El marco legal también deberá evolucionar para permitir la proliferación de los vehículos autónomos y evitar conflictos con las aseguradoras. “Los políticos siguen los progresos de la tecnología y van adaptando las normativas. En Alemania, una de las propuestas es dotar a los vehículos autónomos con cajas negras como las de los aviones”. Así, ante un percance, se podrá saber sin margen de error que pasó y quién, o qué, fue el responsable.

La comunicación entre vehículos, y de estos con las infraestructuras, es otro pilar del coche robotizado, porque ayudará a evitar accidentes. “Con las redes 5G tenemos lo que necesitamos, porque ofrecen alta capacidad y una latencia [respuesta] inferior a 10 milisegundos”, comenta Hoheisel.
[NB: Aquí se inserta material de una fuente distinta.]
PR #994, opened 2026-07-20
fix: scrub OpenAI-compat tool schemas for Moonshot/Kimi compat

BrianLiubr:
Fixes Lingtai-AI/lingtai#694

## Problem
Moonshot/Kimi's "flavored JSON Schema" rejects tool schemas where `anyOf` and `type` coexist at the same node. The Chat Completions path (`_build_tools`) passed `FunctionSchema.parameters` directly without scrubbing, causing daemon emanation to fail with:

```
tools.function.parameters is not a valid moonshot flavored json schema
```

## Solution
Add `_scrub_openai_schema()` to recursively normalize schemas for OpenAI-compat Chat Completions endpoints:

- `oneOf` → `anyOf` (Moonshot does not accept `oneOf`)
- Drop `not` (no accepted equivalent)
- Push parent `type` into `anyOf` children that lack one

Apply the scrubbing in `_build_tools()` for all OpenAI-compat endpoints. The stricter JSON Schema format is backward-compatible with other providers (DeepSeek, Together, Groq, etc.).

## Testing
- Added `tests/test_openai_adapter_schema.py` with 13 unit tests covering simple schemas, `oneOf`, `not`, `anyOf`+`type` coercion, nested schemas, and immutability.
- All 13 tests pass locally.

## Files changed
- `src/lingtai/llm/openai/adapter.py`
- `tests/test_openai_adapter_schema.py`

### DIFF
--- a/src/lingtai/llm/openai/adapter.py
+++ b/src/lingtai/llm/openai/adapter.py
@@ -974,11 +974,50 @@ def _build_http_timeout(request_timeout: float | None):
 # ---------------------------------------------------------------------------
 
 
+def _scrub_openai_schema(node: Any) -> Any:
+    """Recursively normalize a JSON schema for OpenAI-compat Chat Completions.
+
+    Moonshot/Kimi's "flavored JSON Schema" enforces three constraints:
+
+      1. ``oneOf`` is not accepted — rewrite to ``anyOf``.
+      2. ``not`` is not accepted — drop it entirely.
+      3. When a node contains both ``anyOf`` and ``type``, the ``type`` must
+         live inside each ``anyOf`` child, not on the parent. Push ``type``
+         down into children that lack one, and remove it from the parent.
+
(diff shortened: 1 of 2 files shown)


huangzesen:
Thank you for the contribution @BrianLiubr! We've reviewed this carefully.

Main currently ships schema scrubbing only for the Responses API path (_scrub_responses_schema in llm/openai/adapter.py); the Chat Completions path used by Moonshot/Kimi is still untouched. However, we're converging on a more systematic solution (#1096, draft) that applies schema quirks per exact API host rather than globally scrubbing every OpenAI-compatible endpoint — a global scrub risks changing tool payloads for providers that already accept the richer JSON Schema (DeepSeek, Together, Groq, etc.).

We're closing this PR in favor of that direction. If you'd like to continue, aligning the approach with per-host quirks (#1096) would be very welcome. Thanks again for the clear write-up and tests!

PR #1010, opened 2026-07-21
fix(daemon): make follow-up completion durable

huangzesen:
## Summary

- provision one fresh, one-shot `daemon_common.finish` receipt for every Codex follow-up and require an exact schema/run-bound `done` before accepting output or usage
- keep detached follow-up generation/path ownership in the execution host, then let the supervisor publish success/failure through a per-generation durable claim/receipt with stable idempotency and startup reconciliation
- preserve historical initial-run completion compatibility while preventing legacy released resume rows or unreleased generations from emitting surprise notifications

## Why

Two independent Codex follow-ups exposed adjacent lifecycle gaps: a resumed turn could complete without its own finish receipt, and the detached manager-shaped child could reach a BaseAgent-only notification path. The first candidate fixed the direct faults, but independent R1 review found that strict validation was incomplete and detached publication was still best-effort. This revision closes both recovery boundaries.

## Validation

- `391 passed, 1 warning in 54.94s` — affected daemon/backend/usage/terminal/run-dir/detached/fresh-receipt matrix
- `86 passed` — daemon contract, docs governance, architecture documents, Anatomy drift checker
- `OK: 282 documents (+ docs.yaml itself) validated`
- `git diff --check`
- `python -m compileall -q src tests`
- real Codex CLI `0.144.3` accepted the generated `-c mcp_servers.daemon_common...` configuration

## Independent review

- R1: BLOCK on incomplete finish-schema validation and non-durable detached publication
- R2 (exact 13-file frozen candidate): **PASS — no P0/P1 findings**
- R2 patch SHA-256: `d69fe5c63477c35c69253869eb762a5e2a639cd2b838902573e1b755dee29d04`
- R2 manifest SHA-256: `07c892d55c1c651c035ebbac13777331003c6dea9131102ca5b651c8c6aa3be5`

## Notes

The Anatomy drift checker still reports the unchanged pre-existing nudge citation (`init_config.py:1-80` versus 74 lines); this diff does not touch that surface.


huangzesen:
Closing per Jason's 2026-07-27 Daemon one-pass disposition: this stale branch will not ship as-is. If the product direction returns, rebuild the narrow behavior on current main under a fresh contract/review. Source branch and evidence are intentionally preserved; no branch deletion.

PR #1021, opened 2026-07-24
fix(daemon): recover once from text-only completion

runyuan-wang:
## Summary

- add one bounded same-session recovery when a LingTai daemon returns non-empty text, no tool call, and no valid current-run `daemon_common.finish` record
- preserve the existing strict completion gate: only a validated current-run `finish(status="done")` can mark the daemon done
- preserve failure evidence and existing max-turn/cancellation/explicit `failed` or `incomplete` behavior
- document the recovery event/chat record and add focused regression coverage

## Why

Three observed MiMo daemon runs reached a milestone, emitted a non-empty progress sentence, and returned no tool calls. The LingTai loop therefore left `while response.tool_calls`; the existing strict completion gate then correctly rejected success because no current-run `finish` artifact existed.

The failure gate is doing the right thing. The missing behavior is one bounded opportunity for the same session to continue from its durable state and call the already-required completion tool.

## Behavior

The recovery is eligible only when:

- the response has non-empty text and zero tool calls
- no valid completion status is present
- `daemon_common` is registered for the run
- cancellation is not set
- an ordinary continuation slot remains
- the invocation-local latch has not already been used

The latch is set before the recovery send. The runtime records one `daemon_completion_recovery` event and one `completion_recovery` chat entry, names the current run ID, tells the model not to repeat successful tool calls, and requires exactly one `finish` signal after continuing.

A second text-only response receives no second recovery. Blank text, valid `done`, explicit `failed`/`incomplete`, cancellation, missing `daemon_common`, and turn-ceiling cases keep their existing fail-closed paths. This patch does not grant an unbounded or free turn at the ceiling.

## Validation

Fresh official-main base: `67fbf5aea631f22a0719ec7c26e47638b3a5fc0a`

- 11/11 focused recovery regressions pass, including the two post-review ToolExecutor/max-turn boundary pins
- failing-first check on the unpatched base: 6 new-behavior tests fail and 3 existing-boundary regression pins pass
- daemon contract + architecture-document tests: 7 passed
- focused daemon-family subset: 312 passed
- full `tests/test_daemon*.py tests/test_lifecycle_daemon_shutdown.py tests/test_architecture_documents.py`: **718 passed, 7 skipped** (the skips are native-Windows-only)
- `git diff --check`: pass
- exact scope: five files only

## Evidence boundary

A real MiMo prompt-level harness reproduced text-only output and showed that the recovery prompt can elicit `finish(done)` in the same LLM session. That harness did **not** execute this patched `DaemonManager`, so it is evidence for prompt efficacy, not a full runtime integration proof. Its attempted second-text-only negative case was inconclusive because MiMo called `finish` instead.

Two deterministic post-review tests now exercise the candidate `DaemonManager` and real `ToolExecutor` loop with a fake task-MCP surface: an in-budget recovery-generated `finish` dispatches exactly once without replaying a prior successful tool, while a final-slot recovery tool batch is not dispatched and the existing max-turn failure wins. A proof with a separately started local `daemon_common` MCP process remains valuable follow-up evidence. The raw provider stop/status fields are also not currently persisted, so natural model stop versus a provider/wire-side stop remains unknown; provider observability is intentionally outside this patch.

This PR does not merge or apply the change to a running LingTai runtime.

### DIFF
--- a/src/lingtai/tools/daemon/CONTRACT.md
+++ b/src/lingtai/tools/daemon/CONTRACT.md
@@ -8,7 +8,7 @@ description: >
   terminal notifications, and compaction boundaries.
 status: active
 contract_version: 6
-last_changed_at: "2026-07-24"
+last_changed_at: "2026-07-26"
 related_files:
   - src/lingtai/tools/daemon/ANATOMY.md
   - src/lingtai/tools/daemon/__init__.py
@@ -42,6 +42,7 @@ related_files:
   - tests/test_daemon_run_dir.py
   - tests/test_daemon_codex_usage.py
   - tests/test_codex_standalone_compaction.py
+  - tests/test_daemon_detached_supervisor.py
   - tests/test_daemon_windows_lock.py
   - tests/test_daemon_windows_process_port.py
   - tests/test_daemon_windows_supervisor.py
@@ -228,6 +229,14 @@ When `daemon_common` is loaded, a conversational final answer is not enough.
 Success requires a validated `finish(status="done")`; missing completion,
 invalid JSON, invalid status, run-id mismatch, `failed`, or `incomplete` must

El pasado enero, de hecho, la UE aprobó destinar para el desarrollo de esta vía la banda de 700 Mhz que hoy se utiliza para TV.

Y, de cierre, un tema espinoso: la seguridad antipirateo: “Hay que tomar muchas medidas, entienda que no podamos darle detalles, pero abarcan software, hardware, encriptación…, y crear una red aislada para los controles principales”.